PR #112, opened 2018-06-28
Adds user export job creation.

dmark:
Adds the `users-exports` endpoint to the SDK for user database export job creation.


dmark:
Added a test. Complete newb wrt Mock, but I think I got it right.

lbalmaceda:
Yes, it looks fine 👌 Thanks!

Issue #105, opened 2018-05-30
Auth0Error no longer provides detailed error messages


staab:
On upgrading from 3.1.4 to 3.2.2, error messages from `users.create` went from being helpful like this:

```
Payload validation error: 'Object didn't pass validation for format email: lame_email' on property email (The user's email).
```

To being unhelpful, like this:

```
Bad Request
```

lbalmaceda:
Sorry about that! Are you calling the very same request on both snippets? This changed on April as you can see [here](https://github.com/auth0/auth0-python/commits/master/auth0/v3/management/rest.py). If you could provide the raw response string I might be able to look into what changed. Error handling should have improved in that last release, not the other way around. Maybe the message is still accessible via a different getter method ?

....

» **YOUR INSTRUCTIONS**: Find the word "users" in the entries above, then copy each line that holds it.

» **EXERCISE RESULT**:
Adds the `users-exports` endpoint to the SDK for user database export job creation.
On upgrading from 3.1.4 to 3.2.2, error messages from `users.create` went from being helpful like this:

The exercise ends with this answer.